## Required action
In the listing below, a line holding "openstack/cbshelf/templates/backend-configmap.yaml" and a line holding "We want to stack" mark the range. Retype both exactly, with all lines between them.

━━━━━━━━━━

PR #4466, opened 2023-01-02
[prometheus] adding remote_write alert

viennaa:


common/prometheus-server/templates/alerts/_prometheus.alerts.tpl
```diff
@@ -214,3 +214,23 @@ groups:
       description: 'Prometheus `{{`{{ $labels.prometheus }}`}}` is backlogging on the notifications queue. The queue has not been empty for 10 minutes. Current queue length `{{`{{ $value }}`}}`.'
       summary: Prometheus is queueing notifications.
   {{- end }}
+
+  {{- if and $root.Values.remoteWriteTargets (gt (len $root.Values.remoteWriteTargets) 0) }}
```
richardtief, line 218: The second condition is very similar to the first. In my opinion, the first condition should be sufficient.
```suggestion
  {{- if $root.Values.remoteWriteTargets  }}
```

richardtief (commented):
Looks good, just one little thing.

richardtief (approved):
Thanks!

PR #4468, opened 2023-01-03
[atlas] moving atlas to dedicated chart

viennaa:
This is a prerequisite for the vmware-monitoring deployment in scaleout. Atlas needs to be present in both clusters and is moved to a dedicated chart therefore.


richardtief (approved):
Thanks. All good

PR #4470, opened 2023-01-04
Send notifications to cc-exporter slack channel

artherd42:
instead to moni channels which will be retired soon


richardtief (approved):

IvoGoman:
These alerts are raised to Critical/Warning but do not have a support_group set. This way they won't end up in our alert-observability-* channels. Is this intended? AFAIK this way there won't be any paging for them.

artherd42:
These alerts and underlying metrics were originally created to get some transparency on broken inter-dc network connectivity. CCloud network team is responsible for the network. We will discuss with network team if they want to own these alerts (as they do for apic-exporter).

IvoGoman:
Understood, I just assumed that our OnDuty should take care of these alerts since they were raised to Crit/Warn.

PR #4473, opened 2023-01-05
[Cinder] Update mariadb chart to 0.7.5

hemna:
This patch updates the mariadb chart to 0.7.5 for cinder.


joker-at-work (approved):
I'd prefer if the commit messages also stated why we update and not only that :)

PR #4477, opened 2023-01-06
Change kubeAPIServer.allowedMetrics

SchwarzM:
The kubeapiserver metrics have been renamed

### DIFF
--- a/common/prometheus-server-pre7/values.yaml
+++ b/common/prometheus-server-pre7/values.yaml
@@ -353,11 +353,12 @@ serviceDiscoveries:
     enabled: false
     # Full list of APIserver metrics: https://github.com/kubernetes/apiserver/blob/master/pkg/endpoints/metrics/metrics.go .
     allowedMetrics:
-      - apiserver_request_count
-      - apiserver_request_latencies_bucket
       - apiserver_request_total
-      - apiserver_request_latency_seconds
+      - apiserver_longrunning_requests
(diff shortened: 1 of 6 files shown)


SchwarzM:
here are the current metrics: https://github.com/kubernetes/apiserver/blob/master/pkg/endpoints/metrics/metrics.go
i did only things based on STABLE metrics

viennaa (changes requested):
Thanks for providing this update.

Can you please add the following things?
* bump the chart version and add the information about what changed into CHANGELOG
* Please update the common/prometheus-server chart too.

common/prometheus-server-pre7/values.yaml
```diff
@@ -353,11 +353,12 @@ serviceDiscoveries:
...
-      - apiserver_request_latencies_bucket
       - apiserver_request_total
-      - apiserver_request_latency_seconds
+      - apiserver_longrunning_requests
+      - apiserver_request_duration_seconds
       - apiserver_dropped_requests_total
+      - apiserver_requested_deprecated_apis
+      - apiserver_current_inflight_requests
       - etcd_request_latency_seconds
       - etcd_object_counts
```
databus23, line 363: Since 1.21
> Rename metrics etcd_object_counts to apiserver_storage_object_counts and mark it as stable. The original etcd_object_counts metrics name is marked as "Deprecated" and will be removed in the future.

PR #4481, opened 2023-01-06
maia: fix vmware metrics federation

richardtief:


notque (approved):
Looks reasonable. Please make sure to validate with it running that it’s working fine.

openstack/maia/templates/etc/_maia_scrape_config.yaml.tpl
```diff
@@ -149,58 +149,65 @@
...
   params:
     'match[]':
-      - '{{ "{" }}__name__=~"{{ $match }}", project!~"internal", vccluster!~".*management.*"{{ "}" }}'
+      - '{__name__=~"{{- include "prometheusVMwareFederationMatches" $root }}",project!~"internal",vccluster!~".*management.*"}'
 {{- end }}
 {{- end }}
-
-{{- if .Values.neo.enabled }}
-- job_name: 'prometheus-vmware-neo'
+{{- else }}
```
viennaa, line 181: Adding a little verbosity here
```suggestion
# supporting not migrated regions
# TODO: remove after global vmware-monitoring rollout
{{- else }}
```

openstack/maia/templates/maia-podmonitor.yaml
```diff
@@ -0,0 +1,25 @@
...
+  - bearerTokenFile: /var/run/secrets/kubernetes.io/serviceaccount/token
+    interval: 30s
+    path: federate
+    port: web
+    scheme: http
+    scrapeTimeout: 25s
+    params:
+      match[]:
+        - '{__name__="up"}'
+  jobLabel: prometheus-maia-oprom-2
```
viennaa, line 19: Two things: why does it have `-2`?
I can't see this reflected in the actual job name, is it supposed to do something?

viennaa (changes requested):
Really like the implementation with the smart `prometheusVMwareFederationMatches` helper.
There are only a few minor things to do before it's good to go.

openstack/maia/templates/etc/_maia_scrape_config.yaml.tpl
```diff
@@ -149,58 +149,65 @@
...
-    - targets: ['prometheus-vmware.vmware-monitoring:9090']
+    - targets: 
+        - '{{ include "prometheusVMware.fullName" (list $target $root) }}-internal.{{ $root.Values.global.region }}.cloud.sap'
   metric_relabel_configs:
     - source_labels: [__name__, project ]
       regex: '^vrops_virtualmachine_.+;(.+)'
       replacement: '$1'
       target_label: project_id
-    - regex: 'project|collector|exported_job|instance|internal_name|prometheus|prometheus_replica|resource_uuid|cluster|cluster_type|vccluster|vcenter'
+    - regex: 'project|collector|exported_job|instance|internal_name|prometheus|resource_uuid|thanos_cluster|thanos_cluster_type|vccluster|vcenter'
```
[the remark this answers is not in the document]
richardtief: You're right. Will change this.

openstack/maia/templates/maia-podmonitor.yaml
richardtief: also thought something was gonna happen with it, but it doesn't seem so. There is already a ServiceMonitor with this name that queries Prometheus metrics. It has the same name, so I gave this one a `-2` identifier. Will remove it then.

viennaa (approved):
Thanks!

PR #4486, opened 2023-01-10
elastiflow: drop unnecessary privileges on initContainer

majewsky:
This init container only changes file permissions on a mounted volume. It does not need to run in privileged mode as far as I can see.

### DIFF
--- a/system/elastiflow/values.yaml
+++ b/system/elastiflow/values.yaml
@@ -5,8 +5,10 @@ owner-info:
     - "Ivo Gosemann"
   helm-chart-url: "https://github.com/sapcc/helm-charts/tree/master/system/elastiflow"
 
+# Deploy Prometheus alerts.
 alerts:
   enabled: false
+  # Name of the Prometheus to which the alerts should be assigned to.
   prometheus: infra-frontend
 
 curator:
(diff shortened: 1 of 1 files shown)


system/elastiflow/values.yaml
```diff
@@ -351,9 +351,3 @@ kibana:
   #     memory: 4Gi
   #   limits:
   #     memory: 5Gi
-
-# Deploy Prometheus alerts.
-alerts:
-  enabled: false
-  # Name of the Prometheus to which the alerts should be assigned to.
-  prometheus: infra-frontend
```
majewsky, line 359: This part was flagged by the CI:
```
system/elastiflow/values.yaml
  354:1     error    duplication of key "alerts" in mapping  (key-duplicates)
```
I merged it with the functionally identical section at the top of the file.

notque (approved):
LGTM, curious if @IvoGoman has an argument for the privileges, I'm not aware of them being needed

majewsky:
My best guess is "copy-paste from the configure-sysctl init container". The sysctl init container does indeed need privileged access to edit kernel settings.

notque:
Yeah, that makes sense, and it's just changing permissions, so it seems fine to just merge.

IvoGoman (approved):
I do not see a reason for having privileged more here.

PR #4487, opened 2023-01-10
prometheus-server: add option to set support_group

richardtief:


viennaa (approved):
More flexible now, like it.

PR #4492, opened 2023-01-10
system/hubcopter: init

SuperSandro2000:


system/hubcopter-seeds/templates/seed.yaml
```diff
@@ -0,0 +1,25 @@
+apiVersion: "openstack.stable.sap.cc/v1"
+kind: OpenstackSeed
+metadata:
+  name: hubcopter-seed
+
+spec:
+  requires:
+    - {{ .Values.global.keystoneNamespace }}/keystone-seed
```
SuperSandro2000, line 8: ``[ERROR] templates/: template: hubcopter/templates/seed.yaml:8:16: executing "hubcopter/templates/seed.yaml" at <.Values.global.keystoneNamespace>: nil pointer evaluating interface {}.keystoneNamespace``

Not sure what the problem is here

majewsky: This value usually comes from the `globals.yaml` values file. We don't have that one during `helm lint`, so you need to supply the respective values in `ci/test-values.yaml`.

system/hubcopter/templates/deployment-glas.yaml
```diff
@@ -0,0 +1,71 @@
...
+            weight: 10
+      containers:
+        - name: api
+          image: {{ include "glas_image" $ }}
+          imagePullPolicy: IfNotPresent
+          args: [ ]
+          env: {{ include "glas_environment" $ | indent 12 }}
+          volumeMounts:
+            - mountPath: /etc/glas/github_enterprise_secret
+              name: glas-secret
```
majewsky, line 48: The definition for this volume (in `.spec.template.spec.volumes`) is missing.

system/hubcopter/templates/_utils.tpl
```diff
@@ -0,0 +1,55 @@
+{{- define "glas_image" -}}
+  {{ $.Values.global.registry }}/hubcopter:{{ $.Values.glas.image_tag | required ".Values.hubcopter.image_tag is missing" }}
+{{- end -}}
+{{- define "hubcopter_image" -}}
+  {{ $.Values.global.registry }}/hubcopter:{{ $.Values.hubcopter.image_tag | required ".Values.hubcopter.image_tag is missing" }}
+{{- end -}}
+
+{{- define "glas_environment" }}
```
majewsky, line 8: Since you're only using these sets of environment variables once, you can inline this template into the respective Deployment spec. I'm usually only templating this when a set of environment variables is shared by multiple Deployments (e.g. tenso-api with tenso-worker).

majewsky (approved):

PR #4497, opened 2023-01-11
D072896 ack button support groups

geisslet:
to have the ack button working we need to separate the routes unfortunately to use the channel specific webhook

### DIFF
--- a/global/prometheus-alertmanager-operated/templates/_alertmanager.yaml.tpl
+++ b/global/prometheus-alertmanager-operated/templates/_alertmanager.yaml.tpl
@@ -242,10 +242,66 @@ route:
     match_re:
       service: wsus
 
-  - receiver: support_group_alerts
+  - receiver: support_group_alerts_critical_compute
     continue: true
     match_re:
-      severity: warning|critical
+      severity: critical
+      cluster_type: abapcloud|admin|controlplane|customer|internet|kubernikus|metal|scaleout|virtual
+      region: global|ap-ae-1|ap-au-1|ap-cn-1|ap-jp-1|ap-jp-2|ap-sa-1|ap-sa-2|eu-de-1|eu-de-2|eu-nl-1|la-br-1|na-ca-1|na-us-1|na-us-2|na-us-3
+      support_group: compute
+
+  - receiver: support_group_alerts_critical_compute_storage_api
+    continue: true
+    match_re:
+      severity: critical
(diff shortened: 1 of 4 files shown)


global/prometheus-alertmanager-operated/values.yaml
```diff
@@ -35,6 +35,13 @@ slack:
   metal: {}
   network: {}
   vmware: {}
+  compute: {}
+  compute_storage_api: {}
+  email: {}
+  identity: {}
+  network_api: {}
+  observability: {}
+  containers: {}
```
viennaa, line 44: you have specified a dict in ci/test-values.yaml already. the idea would be, to leave this entirely blank. This leads to a fail of the pipeline, in case the values are not in place, instead of deploying it with emtpy values. Linting then would fail too, in case the values are missing. You can incorporate the above lines too.

just go with this:
```suggestion
  compute:
  compute_storage_api:
  email:
  identity:
  network_api:
  observability:
  containers:
```

global/prometheus-alertmanager-operated/templates/_alertmanager.yaml.tpl
```diff
@@ -945,6 +980,134 @@ receivers:
...
+        pretext: {{"'{{template \"slack.sapcc.pretext\" . }}'"}}
+        icon_emoji: {{"'{{template \"slack.sapcc.iconemoji\" . }}'"}}
+        callback_id: "alertmanager"
+        color: {{`'{{template "slack.sapcc.color" . }}'`}}
+        send_resolved: true
+        actions:
+          - name: {{"'{{template \"slack.sapcc.actionName\" . }}'"}}
+            type: {{"'{{template \"slack.sapcc.actionType\" . }}'"}}
+            text: {{"'{{template \"slack.sapcc.acknowledge.actionText\" . }}'"}}
+            value: {{"'{{template \"slack.sapcc.acknowledge.actionValue\" . }}'"}}
```
viennaa, line 1000: Nothing to be addressed in this PR, but as a general note. This duplication can be avoided. The only things which change here are the name and the values in the `api_url`. Both could be derived from an array as input, with a single alertconfiguration, just adding this particular information. It would be more part of a template optimisation, but in general only one occurrence of the similar looking things should be here. @bassel-z this is for you :).

viennaa (changes requested):
Thanks for providing this PR with the exact teams. I'd recommend some minor change to values, to actually leverage linting and the functionality of not having the values set. Explanation is inline.
I've added some general note to the single slack configs too, maybe something for @bassel-z to continue on.

PR #4498, opened 2023-01-11
[alertmanager] bring awx routing back

geisslet:


max-len (approved):
AWX part looks good to me

PR #4816, opened 2023-03-30
[Cinder] Upgrade memcached chart to 0.1.0

hemna:
This patch updates the memcached dependency to 0.1.0.


joker-at-work:
I think #4810 is the better one, because the commit-message contains more information about what changes with the dependency update.

PR #4820, opened 2023-03-31
[netapp-exporter] using single prometheus directive

viennaa:
services are created only if explicitly set in netapp-perf-exporter


chuan137 (approved):
lgtm
thanks for taking extra care for maintaining the change logs

PR #4822, opened 2023-04-03
Cbshelf

corey-aloia:
Adding in cbshelf chart


openstack/cbshelf/Chart.yaml
```diff
@@ -0,0 +1,13 @@
...
+description: A Helm chart for Shelf Application
+type: application
+version: 0.1.0
+appVersion: 1.16.0
+dependencies:
+  - name: postgresql
+    repository: file://../../common/postgresql
+    version: 0.3.0
+  - name: pgbackup
+    repository: file://../../common/pgbackup
```
majewsky, line 12: Please pull this chart from Chartmuseum.
```suggestion
    repository: https://charts.eu-de-2.cloud.sap
```
Otherwise this reference will break when we update pgbackup the next time. (This does not apply to the postgresql chart which we serve as path dependency for historical reasons.)

openstack/cbshelf/templates/cronjob.yaml
```diff
@@ -0,0 +1,66 @@
...
+                      values:
+                      - {{ tpl .Values.volume.backup.app $ }}
+                  topologyKey: "kubernetes.io/hostname"
+          volumes:
+          - name: backup
+            persistentVolumeClaim:
+                claimName: {{ .Values.volume.backup.pvcName }}
+          containers:
+            - name: backup
+              image: 'keppel.eu-de-1.cloud.sap/ccloud-dockerhub-mirror/restic/restic:0.15.1'
```
majewsky, line 28: Please use templating here, in order to automatically pick up the change if we ever need to move this account.
```suggestion
              image: '{{ .Values.global.dockerHubMirror }}/restic/restic:0.15.1'
```

openstack/cbshelf/templates/backend-configmap.yaml
```diff
@@ -0,0 +1,10 @@
+apiVersion: v1
+kind: ConfigMap
+metadata:
+  namespace: {{ .Release.Namespace }}
```
majewsky, line 4: As a general remark that applies to all template files, you do not need to set `metadata.namespace = {{.Release.Namespace}}`. That's automatically implied by Helm.

PR #4824, opened 2023-04-03
[Cinder] Created critical alert for CinderShardMaxVolumeSize

hemna:
This patch renames CinderShardMaxVolumeSizeInfo to CinderShardMaxVolumeSize as well creates a warning where < 2 datastores match and a critical alert where there are no datastores that can create a max size volume.


kevin-fischer (changes requested):
Thanks a lot Walter, that looks good

But could you @hemna please change the alert name so that CinderShardMaxVolumeSizeInfo then becomes CinderShardMaxVolumeSize for both warning and critical

kevin-fischer (approved):

PR #4825, opened 2023-04-03
[Cinder] Enable stacking of cinder volumes on pools

hemna:
This patch changes the default scheduler behavior to stack volumes on pools (datastores) again.  We had disabled this because we couldn't create independent clones or snapshots, so when a datastore got full a customer couldn't snap or clone their volume.  Cinder now supports creating independent snaps and clones, so it makes sense to start stacking volumes again.

We want to stack volumes to ensure that we always have storage available to house the max volume size creation on the new datastores.


joker-at-work (approved):

hemna:
no need to do this now.

PR #4826, opened 2023-04-03
[Cinder] Modify the CinderFreeSpace alerts

hemna:
for warning it will fire when <= 2 datastores are low on space critical it will fire when <= 1 datastores are low on space


kevin-fischer (approved):
Looks good
Thanks @hemna!

PR #4831, opened 2023-04-05
summarize resource utilization by support-group and service

majewsky:
I'm almost certain that these queries work as intended. :)


Nuckal777 (approved):
lgtm

PR #4838, opened 2023-04-12
Pull keystone-statsd from dockerHubMirrorAlternateRegion

bbobrov:
Pulling keystone-statsd from the region where keystone runs might lead to circular dependency: keystone image cannot be obtained, because image service cannot run, because keystone is not available.

Pull keystone-statsd components from another region to avoid the dependency.


rajivmucheli (approved):
lgtm

PR #4846, opened 2023-04-18
Updating HostNotResponding alerts

christopherhans:
1. changing power state for HostNotResponding alerts to not "Powered Off". Not reponding hosts usually respond an unknown powerstate. However just filtering for "Unknown" will not cover "Powered On" hosts, in case the powerstate gets reported correctly.
2. Removing not responding hosts from HADetectedAPossibleHostFailure to prevent alert duplcation.


max-len (approved):
lgtm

━━━━━━━━━━

## Result below
openstack/cbshelf/templates/backend-configmap.yaml
```diff
@@ -0,0 +1,10 @@
+apiVersion: v1
+kind: ConfigMap
+metadata:
+  namespace: {{ .Release.Namespace }}
```
majewsky, line 4: As a general remark that applies to all template files, you do not need to set `metadata.namespace = {{.Release.Namespace}}`. That's automatically implied by Helm.

PR #4824, opened 2023-04-03
[Cinder] Created critical alert for CinderShardMaxVolumeSize

hemna:
This patch renames CinderShardMaxVolumeSizeInfo to CinderShardMaxVolumeSize as well creates a warning where < 2 datastores match and a critical alert where there are no datastores that can create a max size volume.


kevin-fischer (changes requested):
Thanks a lot Walter, that looks good

But could you @hemna please change the alert name so that CinderShardMaxVolumeSizeInfo then becomes CinderShardMaxVolumeSize for both warning and critical

kevin-fischer (approved):

PR #4825, opened 2023-04-03
[Cinder] Enable stacking of cinder volumes on pools

hemna:
This patch changes the default scheduler behavior to stack volumes on pools (datastores) again.  We had disabled this because we couldn't create independent clones or snapshots, so when a datastore got full a customer couldn't snap or clone their volume.  Cinder now supports creating independent snaps and clones, so it makes sense to start stacking volumes again.

We want to stack volumes to ensure that we always have storage available to house the max volume size creation on the new datastores.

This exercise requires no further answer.